ジョン・ロックの市民的世界

どうも哲学系の人の書く思想史はあまりボクには面白くなくて、これもなんだか学生のまとめノートのようになってしまいました。何やってんだろ、オレ。

ジョン・ロックの市民的世界―人権・知性・自然観

ジョン・ロックの市民的世界―人権・知性・自然観

ロックの私的所有が成立するための4条件

1.自己労働制限
自分でつくったものは自分の物にしてよし。他人には権利なし。
2.自己消費制限
自分で消費可能な分の物、および消費可能な収穫をもたらす広さの土地なら所有してよし
3.腐敗禁止制限
無駄に腐らせちゃうような量を所有するのは人類共同の富の浪費になるからダメ
4.潤沢制限
他人も潤沢に暮らせる資源がなくなるくらい所有しちゃダメ

さてそこで貨幣である。ロックは「条件2」は「条件3」ほど重要じゃないので、貨幣で腐らずに蓄積できるなら自己消費以上に所有してよい、同様にそれを子孫が相続してもよいとした。こうして所有の不平等が拡大する。これは条件4に抵触しないのか。巨大な富は他人を圧迫しないのか。それについては、社会全体の生産量が増えているのであれば貧しい者も以前よりは豊かになっているので問題はない。では自己の労働を貨幣と交換する賃金労働についてはどうか。貨幣と交換に、労働者から雇用者へ所有権を移してもよいとした。しかし、他人に雇われようという人間が出てくるというのは、条件4が成立していないからではないのか。労働して物をつくるための土地などが存在していないからではないのか。
[さてここから十代シャバダバ的稚拙な考え]
効率のよいシステムがあるなら、自分で作るより、人に雇われたほうが確実だという人がいてもおかしくないし、そういう人の方が多いだろう。だが新たなシステムを始めようとする人間にとっては、既在システムは不公平に思える。一対一なら勝てるのに、既に富を蓄積している既存システムには負けてしまうのだ。ひとりでやるだけなら、負けたと思わずに、片隅で黙々とやってればいいじゃないと言えるが、新たに人を巻き込んでシステムを構築していこうとするわけだから、そうもいかないのである。ナニカンガエテンダオレ。

貧民救済はべつに目新しいことではなく、中世にはその慣習が確立していた。中世においては、財産は近代のように個人の純粋に私的で排他的な所有とは考えられず、多かれ少なかれ社会(または村落共同体)に有用な目的のために使用されねばならないと考えられていた。したがって、貧民への援助は財産所有者の社会的義務でもあったのである。1601年の救貧法には、絶対主義支配の枠内でではあるが、このような伝統的観念がある程度盛り込まれたといえよう。

内乱勃発以後、救貧法は浮浪者の取締り・労働強制に利用されていく。

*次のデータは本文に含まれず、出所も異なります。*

PR #5512, opened 2025-05-04
build: fix i386 openbsd-7.7 threads link error

### LINKED ISSUE #5508: `HDF5_ENABLE_THREADS:BOOL=OFF` causes build failure
Platform:  i386 OpenBSD 7.7 

```
ld: error: undefined reference due to --no-allow-shlib-undefined: pthread_mutexattr_init
```

Full report with 13 errors:

https://my.cdash.org/viewBuildError.php?buildid=2909570

hyoklee:
close #5508 

proof: https://my.cdash.org/viewTest.php?onlyfailed&buildid=2911051

### DIFF
--- a/CMakeLists.txt
+++ b/CMakeLists.txt
@@ -1,6 +1,4 @@
 cmake_minimum_required (VERSION 3.18)
-# set(CMAKE_OSX_ARCHITECTURES "arm64;x86_64" CACHE STRING "" FORCE)
-# set(CMAKE_OSX_ARCHITECTURES "arm64;x86_64" CACHE STRING "" FORCE)
 project (HDF5 C)
 
 if (POLICY CMP0074)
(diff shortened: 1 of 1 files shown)


byrnHDF (changes requested):
There are problems with the HDF5_ENABLE_THREADS option - it is used improperly

CMakeLists.txt
```diff
@@ -799,35 +799,37 @@ endif ()
 
 # Determine if a threading package is available on this system
 option (HDF5_ENABLE_THREADS "Enable thread support" ON)
```
byrnHDF, line 801: This option should be removed 

Then in src/CMakeLists.txt should remove the generator expressions involving the option.
Also other options should not use the state of options to forces defines.
Also there should probably be a line that adds the Threads::Threads library either to the link_libs variable or a new threads_lib variable

PR #5514, opened 2025-05-06
Add bitgroom filter support

byrnHDF:
Depends on https://github.com/HDFGroup/hdf5_plugins/pull/179
Update compression lib version settings and add bitgroom examples.
Add settings for next filter requested, bitround.


HDF5Examples/C/H5FLT/tfiles/h5ex_d_bitgroom.ddl
```diff
@@ -0,0 +1,287 @@
...
+      DATATYPE  H5T_IEEE_F32LE
+      DATASPACE  SIMPLE { ( 32, 64 ) / ( 32, 64 ) }
+      STORAGE_LAYOUT {
+         CHUNKED ( 4, 8 )
+         SIZE 8192 (1.000:1 COMPRESSION)
+      }
+      FILTERS {
+         USER_DEFINED_FILTER {
+            FILTER_ID 32022
+            COMMENT BitGroom filter (Zender, 2016 GMD: http://www.geosci-model-dev.net/9/3199/2016)
```
hyoklee, line 13: Use https.

byrnHDF: That usage is from the original code  and could cause issues with current netcdf files that use that filter.

lrknox (dismissed):

HDF5Examples/C/H5FLT/h5ex_d_bitgroom.c
```diff
@@ -0,0 +1,239 @@
...
+    dset_id = -1;
+    H5Pclose(dcpl_id);
+    dcpl_id = -1;
+    H5Sclose(space_id);
+    space_id = -1;
+    H5Fclose(file_id);
+    file_id = -1;
+    status  = H5close();
+    if (status < 0) {
+        printf("/nFAILED to close library/n");
```
jhendersonHDF, line 147: `/` -> `\` (May want to check if this is a copy-paste from other examples)

config/cmake/cacheinit.cmake
```diff
@@ -86,6 +86,16 @@ set (PLUGIN_PACKAGE_NAME "pl" CACHE STRING "Name of PLUGIN package" FORCE)
...
 
+###########
+# bitgroom
+###########
+set (BITGROOM_PACKAGE_NAME "bitgroom" CACHE STRING "Name of BITGROOM package" FORCE)
+
+###########
+# bitround
+###########
+set (BITGROUND_PACKAGE_NAME "bitround" CACHE STRING "Name of BITROUND package" FORCE)
```
jhendersonHDF: "BITGROUND" -> "BITROUND" ?

HDF5Examples/C/H5FLT/h5ex_d_bitgroom.c
byrnHDF: This is from the original source

config/cmake/cacheinit.cmake
byrnHDF: Fixed

HDF5Examples/C/H5FLT/h5ex_d_bitgroom.c
jhendersonHDF: Sure but it's not a bad idea to go ahead and fix it since it's wrong

byrnHDF: It then needs to fixed in the plugins code first

byrnHDF: But then all the examples in the plugins will need to fixed because they all do the same

jhendersonHDF: Which is why:

> May want to check if this is a copy-paste from other examples

Not exactly a big deal but definitely a why not

byrnHDF: Yes it is probably all cut-n-paste from the beginning

jhendersonHDF: Might as well fix them all at once separately I guess

jhendersonHDF (approved):

lrknox (approved):

PR #5515, opened 2025-05-06
Merge test file generators for tools

### LINKED ISSUE #5117: Move VOL tools testing to the library

mattjala:
This will allow gentest scripts to share routines between each other, so that cases where multiple tools tests require the same file can be handled without directly copying the files or duplicating file generation routines.

- Split the tool gentest files into source and header portions.

- Actual test file generation is now done through a single script with command line options


tools/test/h5stat/h5stat_gentest.c
```diff
@@ -623,9 +65,9 @@ main(void)
     if (gen_err_refcount(ERR_REFCOUNT_FILE) < 0)
         goto error;
 
-    return EXIT_SUCCESS;
```
mattjala, line 626: EXIT_SUCCESS/FAILURE aren't used consistently across all of the gentest scripts, and were the only remaining symbol that required including the HDF5 header directly here, so it seemed like a good idea to change these to direct values to remove the dependency.

tools/test/misc/h5clear_gentest.c
```diff
@@ -11,308 +11,21 @@
...
-        H5Sclose(sid);
-        H5Dclose(did);
-        H5Fclose(fid);
-        H5Pclose(fcpl);
-    }
-    H5E_END_TRY
-    return 1;
-} /* gen_enhance_files() */
-
+#define FILENAME_ENHANCE_6                                                                                   \
```
mattjala: These entries were removed from the FILENAME_ENHANCE array since they're used in a different manner, and because doing so allowed the core/script split to be done more cleanly. Entries 6 and 7 were only used in `main`, while 0-5 were only used in the routines.

tools/test/h5stat/h5stat_gentest.c
jhendersonHDF: Note that it's generally best practice to use `EXIT_SUCCESS` and `EXIT_FAILURE` rather than direct values and they aren't from HDF5, they're from `<stdlib.h>`. You could just include that somewhere in these files, but I don't see why you shouldn't just keep including `hdf5.h`.

h5repackgentest_core.c
jhendersonHDF, line 1: Looks like an accidentally checked in file.

tools/test/h5copy/h5copygentest.c
jhendersonHDF, line 1: What goes in a "core" vs regular .c file here? If `main()` is the only thing left in all the main files and the entirety of the test generator functions are in the "core" files, then at that point the main files are basically useless and we might as well go the last few steps of having a single generator program that just links with the various new libraries (I'd also probably remove "core" from the names if we do that).

mattjala: Having the core and regular .c file all in the same file led to linker conflicts over the 'main' routine when trying to share specific generator routines between different scripts. The idea was to separate the library of usable generator functions from the way that the particular test setup for e.g. h5copy actually uses them.

jhendersonHDF: Sure, but at this point do any of the `main()`s for these generators actually do anything beyond just calling the test file generator functions in sequence? If not, I don't see any reason to keep a bunch of separate executables around.

mattjala:
- Moved the 'core' definition files back to the original h5<tool>gentest.c files
- Merged the actual scripts into h5gentest.c, which takes an argument to decide which sets of files to create

h5clear_gentest was excluded from h5gentest because it exits in a specific way to leave IDs open.
Similarly, h5perf_gentest was excluded because it doesn't seem to be used for h5perf testing in the same way as the other gentest scripts.

tools/test/h5gentest.c
```diff
@@ -0,0 +1,607 @@
...
+    if (gent_ub(H5JAM_FILE7, 0, 0) < 0)
+        goto error;
+    if (gent_ub(H5JAM_FILE8, 512, PATTERN_LEN) < 0)
+        goto error;
+    if (gent_ub(H5JAM_FILE9, 1024, 513) < 0)
+        goto error;
+
+    return;
+error:
+    fprintf(stderr, "h5jam test generator FAILED\n");
```
jhendersonHDF: May want to make the main generator functions for each tool return some sort of value so that can at least be captured when failures happen.

tools/test/h5gentest.c
```diff
@@ -0,0 +1,607 @@
...
+#include "h5copygentest.h"
+#include "h5diffgentest.h"
+#include "h5dumpgentest.h"
+#include "h5format_convertgentest.h"
+#include "h5jamgentest.h"
+#include "h5repackgentest.h"
+#include "h5statgentest.h"
+#include "h5repartgentest.h"
+
+#define H5DIFF_FILE1  "h5diff_basic1.h5"
```
jhendersonHDF: Where possible these `#define`s, typedefs, etc. for a tool should be moved backed to the new header file for that tool to keep everything together in separate modules.

tools/test/h5gentest.c
```diff
@@ -0,0 +1,607 @@
...
+gen_h5repart_files(void)
+{
+    gent_repart_family();
+}
+
+/*
+ * Generate the binary hdf5 files used for tools tests
+ */
+/*
+ * Generate the binary hdf5 files used for tools tests
```
jhendersonHDF, line 411: Duplicate

tools/test/h5gentest.c
```diff
@@ -0,0 +1,607 @@
...
+    bool run_h5repack = false;
+    bool run_h5stat   = false;
+    bool run_h5repart = false;
+
+    /* Parse command line arguments */
+    if (argc > 1) {
+        run_all = false;
+
+        for (i = 1; i < argc; i++) {
+            if (strcmp(argv[i], "-h") == 0 || strcmp(argv[i], "--help") == 0) {
```
jhendersonHDF: This is fine, though probably better to use `H5_get_option()`.

jhendersonHDF:
Just a couple minor comments but this looks pretty good to me.

tools/test/h5gentest.c
mattjala: The defines remaining in `h5gentest.c` are all filenames passed as parameters to the file creation functions. Moving them into tool-specific headers would require changing the functions to use fixed test names, which will create issues if we want to create duplicates of certain test files later on.

jhendersonHDF: `h5gentest.c` includes all the header files for all the tools, so every generator function in this file will still have access to the macros. It's just nitpicking on location as the filenames are specific to the test files for a particular tool rather than specific to this file. If some tool really wants to create a file from another tool with a different name than the one defined in that tool's header file, it can just do that or can re-use the name from the tool's header file as a base name and modify it as needed.

jhendersonHDF: My initial phrasing might have been confusing - I just meant that we should move the macros into _the_ new header file for each tool (`h5dumpgentest.h`, `h5diffgentest.h`), not _a_ new header file for each tool.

要するに甘やかさないことが貧乏人のためだと。平等主義の弊害とか、自己責任だとか、そんな昨今の論調も、まあ大して斬新なもんじゃねえや。

トー二ーによれば、一六六〇年の王政復古の頃から貧民に対する考え方が変化したという。彼はこうのべている。「困窮は個人の欠陥から生ずるものではなく、経済的な原因から生ずるものだという意見、したがってその犠牲者は社会によって養われる法的な権利をもつのだという意見に対しては、当時成長してきた個人主義は、冷やかな懐疑の気持をむけた。」「最大の悪徳は怠惰であること、貧乏人は環境の犠牲ではなくて、自分たちの『怠惰な、不規則な、悪い暮し方』のために自分で落ち込んだのだということ、最も誠のこもった慈愛とは、貧乏人を救ってやって彼らを無気力にすることではなくて、むしろ彼らの品性を改造して救いが要らなくなるようにすることだということ---このような教理のために、かつては罪であった〔貧民に対する]苛酷さが[いまや〕義務となった。」

ロックはアメリカ植民に関しても、原住民が使いこなせてない土地をヨーロッパ人が有効活用して富を増やせば、原住民にも恩恵が及ぶし、そもそも土地は広大なんだから、がんがんやってよしと言っております。